* **GIVEN INFORMATION**
PR #23383, opened 2024-05-28
Update github.md

oltruong:
Typo in GitHub

Just fixing a typo.

### Merge instructions


jhgilbert:
Hi @oltruong, thanks for the fix! The repo is not the source of truth for non-English content, so this PR will get overwritten at some point. But I've updated the translation in the SOT as well, so the change should stick eventually. But if you see it revert in the meantime, that's what's going on.

jhgilbert (approved):

PR #23426, opened 2024-05-30
removing banner from French docs

aliciascott:
PM would like the beta and gov banner removed from the french copy of these docs, and meanwhile I'll flag this as more urgent in transifex to get the rest of the updates in sooner.
Thanks!

### Merge instructions


maycmlee (approved):

maycmlee:
You could probably try to remove the banners in transfix if you wanted to.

* **GOAL OF THE EXERCISE**
Say, as a bare number, how many lines of the data hold the string "this".

* **RESPONSE TO THE EXERCISE**
2